WHAT TO PRODUCE: Collect every line below that contains the word "detect".

Records from a data collection:
PR #1558, opened 2020-03-28
Add in the scala steward conf file

ckipp01:
This pr adds in a conf file for scalasteward. I recently added metals back in [here](https://github.com/scala-steward-org/repos/pull/253). I figured setting the frequency to weekly? to start out with was a good middle ground? What do you guys think? Also, is there any dependencies we want ignored by steward? You can see the configuration options [here](https://github.com/fthomas/scala-steward/blob/master/docs/repo-specific-configuration.md).

### DIFF
--- a/.scalasteward.conf
+++ b/.scalasteward.conf
@@ -1,0 +1,1 @@
+pullRequests.frequency = "0 0 1,15 * ?"


gabro:
Thanks for doing this! I think weekly is still a  bit much (also considering the release cadence), maybe biweekly?

ckipp01:
> Thanks for doing this! I think weekly is still a bit much (also considering the release cadence), maybe biweekly?

Sure, that makes sense. I've gone ahead and changed it from `@weekly` to `0 0 1,15 * *` which will just trigger on the 1st and 15th of the month.

.scalasteward.conf
```diff
@@ -0,0 +1 @@
+pullRequests.frequency = "0 0 1,15 * *"
```
fthomas: Unfortunately the library for cron expressions used by Scala Steward won't accept that string. If "day of month" is specified, "day of week" needs to be `?`:
```suggestion
pullRequests.frequency = "0 0 1,15 * ?"
```

ckipp01: Ahh, ok. Thanks! I switched it.

.scalasteward.conf
```diff
@@ -0,0 +1 @@
+pullRequests.frequency = "0 0 1,15 * ?"
```
olafurpg: I'm OK with monthly or bi-weekly if you think that is too infrequent.

ckipp01: Maybe let's try bi-weekly. If we get annoyed, we can change it to monthly.

PR #1559, opened 2020-03-28
Remove scalacheck

gabro:
Followup of https://github.com/scalameta/metals/pull/1546#discussion_r399216837

I was a bit too eager to add Scalacheck to test the new MUnit module, but it wasn't really necessary.

### DIFF
--- a/build.sbt
+++ b/build.sbt
@@ -445,10 +445,8 @@ lazy val unit = project
     testSettings,
     libraryDependencies ++= List(
       "io.get-coursier" %% "coursier" % V.coursier, // for jars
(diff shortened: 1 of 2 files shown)


build.sbt
```diff
@@ -445,10 +445,8 @@ lazy val unit = project
     testSettings,
     libraryDependencies ++= List(
       "io.get-coursier" %% "coursier" % V.coursier, // for jars
-      "org.scalameta" %% "testkit" % V.scalameta,
```
gabro: I also took the liberty of removing this: it's not used anymore since we introduced MUnit

gabro:
Both CI errors look spurious

PR #1568, opened 2020-03-30
Make sure we detect scala App trait when using hover. 

tgodzik:
Previously, when using hover over the Scala App trait no information would be returned. Now, it's properly displayed with all needed docs. This also works with a number of other cases in for example Play projects.

hover-App

Removing the condition altogether would cause anonymous classes to be shown like, so I just changed it to detect the specific scenario.

anon-hover


tgodzik:
Both errors are flaky. Created an issue for flaky debug tests, will try to gather some more information there.

PR #1576, opened 2020-04-01
Add in ... to signifigy truncation in worksheets

### LINKED ISSUE #1575: Add visual indicator to multi-line worksheet outputs that have been truncated
I can see full output by hovering over decorators but it would be nice to have a visual symbol indicating that output was truncated. Currently, there is no way to distinguish whether or not an output was truncated. 

Something like this would be helpful:
Current display: `for (num <- 1 to 10) println(num) // 1`
Potential Solution: `for (num <- 1 to 10) println(num) // 1...`

**Search terms**:
worksheet metals vscode

ckipp01:
This pr adds in a way to signify in worksheets that a lint is truncated or continued. For example instead of just ending, you'll now see that the line will end in a `...`. It's not added to the end to lengthen the line, but if what we are showing is not complete, we drop the last 3 chars and replace them.

Closes #1575

### DIFF
--- a/metals/src/main/scala/scala/meta/internal/worksheets/MdocEnrichments.scala
+++ b/metals/src/main/scala/scala/meta/internal/worksheets/MdocEnrichments.scala
@@ -1,6 +1,7 @@
 package scala.meta.internal.worksheets
 
 import org.eclipse.{lsp4j => l}
+import mdoc.interfaces.EvaluatedWorksheetStatement
 import mdoc.{interfaces => i}
 
 object MdocEnrichments {
@@ -47,6 +48,17 @@ object MdocEnrichments {
         "mdoc"
       )
     }
+  }
+
+  /**
+   * Determines whether or not an evaluated worksheet statement summary is
+   * complete or not. If it is complete, it just returns the summary, otherwise
+   * it will chop off the last 3 chars and replace them with … to signify
+   * continuation
+   */
+  def truncatify(statement: EvaluatedWorksheetStatement): String = {
+    if (statement.isSummaryComplete()) statement.summary()
+    else statement.summary() + "…"
   }
 
 }
--- a/tests/unit/src/main/scala/tests/BaseWorksheetLspSuite.scala
+++ b/tests/unit/src/main/scala/tests/BaseWorksheetLspSuite.scala
@@ -77,7 +77,7 @@ abstract class BaseWorksheetLspSuite(scalaVersion: String)
            |import java.nio.file.Files
            |val name = "Susan" // "Susan"
            |val greeting = s"Hello $name" // "Hello Susan"
-           |println(greeting + "\nHow are you?") // Hello Susan
+           |println(greeting + "\nHow are you?") // Hello Susan…
            |1.to(10).toVector // Vector(1, 2, 3, 4, 5, 6, 7, 8, 9, 10)
            |val List(a, b) = List(42, 10) // a=42, b=10
            |""".stripMargin
@@ -108,7 +108,7 @@ abstract class BaseWorksheetLspSuite(scalaVersion: String)
            |import java.nio.file.Files
            |val name = "Susan" // "Susan"
            |val greeting = s"Hello $name" // "Hello Susan"
-           |println(greeting + "\nHow are you?") // Hello Susan
+           |println(greeting + "\nHow are you?") // Hello Susan…
            |1.to(10).toVector // Vector(1, 2, 3, 4, 5, 6, 7, 8, 9, 10)
            |val List(a, b) = List(42, 10) // a=42, b=10
            |""".stripMargin
--- a/metals/src/main/scala/scala/meta/internal/worksheets/DecorationWorksheetPublisher.scala
+++ b/metals/src/main/scala/scala/meta/internal/worksheets/DecorationWorksheetPublisher.scala
@@ -48,7 +48,7 @@ class DecorationWorksheetPublisher() extends WorksheetPublisher {
           ),
           ThemableDecorationInstanceRenderOptions(
             after = ThemableDecorationAttachmentRenderOptions(
-              commentHeader + s.summary(),
+              commentHeader + truncatify(s),
               color = "green",
               fontStyle = "italic"
             )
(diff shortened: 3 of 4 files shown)


tests/unit/src/main/scala/tests/BaseWorksheetLspSuite.scala
```diff
@@ -77,7 +77,7 @@ abstract class BaseWorksheetLspSuite(scalaVersion: String)
            |import java.nio.file.Files
            |val name = "Susan" // "Susan"
            |val greeting = s"Hello $name" // "Hello Susan"
-           |println(greeting + "\nHow are you?") // Hello Susan
+           |println(greeting + "\nHow are you?") // Hello Su...
```
ckipp01, line 80: So this is debatable whether or not this is good. On one side, I really like it. It shows that there is something more than you're seeing, causing the user to hover on it and indeed see that it goes 2 lines. Even though this is a short line, without it, the user might not do the hover. I'd be curious of your thoughts on it.

kpbochenek: what is an argument against `// Hello Susan...`? appending 3 chars to the first line without dropping anything?
Can lengthening a line causing any troubles here?

ckipp01: So in this exact situation, there is no trouble that can happen by appending it. However, the reason I went for that in general is so that when we hit the cutoff of how many line we display (for very long evaluations), then it won't make them _even_ longer. So the idea would be that even if it's cutoff, the `...` won't go past the limit that we've set.

However, by doing that, I didn't special case it for situations like the test case where we are manually breaking the line. Tbh, I've actually never personally did this in a worksheet, but have came across the long lines version of it many times. So I didn't even think about this situation until my test failed.

kpbochenek: aaaa ok we manually assume screenWidth  `settings.screenWidth` and we already have truncated line here during processing :D

2020-04-02-085304_1116x107_scrot

About those dots I thought we could in second case append `...` after end if it won't exceed `screenWidth` what do you think?

I think this could be small improvement but if it is not something quick to do just ignore it :+1:

metals/src/main/scala/scala/meta/internal/worksheets/MdocEnrichments.scala
```diff
@@ -49,4 +50,15 @@ object MdocEnrichments {
     }
   }
 
+  /**
+   * Determines whether or not an evaluated worksheet statement summary is
+   * complete or not. If it is complete, it just returs the summary, otherwise
```
kpbochenek, line 55: typo, 'returs -> returns'

tests/unit/src/main/scala/tests/BaseWorksheetLspSuite.scala
ckipp01: Yea that does make sense. Let me see if I can change that. One thing I'm hitting right away is that is that I'm not actually seeing `screenWidth` make any difference. At first I thought that it was due to `coc-metals`, but even in intelliJ whether I have vs code small or full screen, it makes no difference and cuts at the same place. Am I missing something with that setting?

Screenshot 2020-04-02 at 10 21 31

For example in the image, is that suppose to be cutting it off before the end?

ckipp01: Ahhh yea, it looks like we don't pass in any screen information.

https://github.com/scalameta/metals/blob/37f4c238c0cc7d83f3362f7269cf63b2c7a4175d/metals/src/main/scala/scala/meta/internal/worksheets/WorksheetProvider.scala#L270-L275

ckipp01: We could add a `withScreenWidth`, and `withScreenHeight` here.

kpbochenek: I don't think vscode uses any truncation mechanisms here, all truncation is done in mdoc according to this:
https://github.com/scalameta/mdoc/blob/master/mdoc/src/main/scala/mdoc/internal/cli/Settings.scala#L136

`screenWidth` I think is a constant and it is not real width of vscode/vim screen.

check this method in mdoc:
`private def renderDecoration(statement: Statement): EvaluatedWorksheetStatement = {`

maybe this truncation should actually happend in mdoc? :question:

ckipp01: @olafurpg made a good point about how clients may display truncation differently, so it's probably best for clients to handle it, which makes sense. 

Looking more into this, our test never hit this in the past because before when doing worksheets in vscode, we never added `...` like we did in the editors that didn't support virtual text. So if we simply add that, those tests will fail, since the only check we are doing is to see if the evaluation is complete. I also think this is the only check we can sensibly do as well without getting a whole bunch more information.

That said, the more I think about it, the more I think this is probably valid behavior.

kpbochenek: Yeah you are right truncation should not be done in `mdoc` 
User will see an output is truncated and that's what is important.

As my after thought we could also do:
adding `margin: Int` to `EvaluatedWorksheetStatement` and in `truncatify`:
```scala
      if (statement.summary().length +3 < statement.margin) statement.summary() + "..."
      else statement.summary().dropRight(3) + "..."
```
But this is a change in mdoc and it makes it more complicated than it should be.

metals/src/main/scala/scala/meta/internal/worksheets/MdocEnrichments.scala
```diff
@@ -49,4 +50,15 @@ object MdocEnrichments {
...
 
+  /**
+   * Determines whether or not an evaluated worksheet statement summary is
+   * complete or not. If it is complete, it just returns the summary, otherwise
+   * it will chop off the last 3 chars and replace them with ... to signify
+   * continuation
+   */
+  def truncatify(statement: EvaluatedWorksheetStatement): String = {
+    if (statement.isSummaryComplete()) statement.summary()
+    else statement.summary().dropRight(3) + "..."
```
olafurpg, line 61: What about using the horizontal ellipsis unicode character? I think we can also skip `dropRight()` in that case so that the full summary is preferved from MUnit
```suggestion
    else statement.summary().dropRight(3) + "…"
```

ckipp01: Ahh, that's a great idea.

ckipp01:
> LGTM 👍 Another related change I have wanted to implement is to use a unicode character instead of `//` to indicate the start of code lenses

That would be great. I already do this in `coc-metals`, and I replace the `//` with `‣`.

ANSWER TO THIS PROBLEM:
Make sure we detect scala App trait when using hover. 
Removing the condition altogether would cause anonymous classes to be shown like, so I just changed it to detect the specific scenario.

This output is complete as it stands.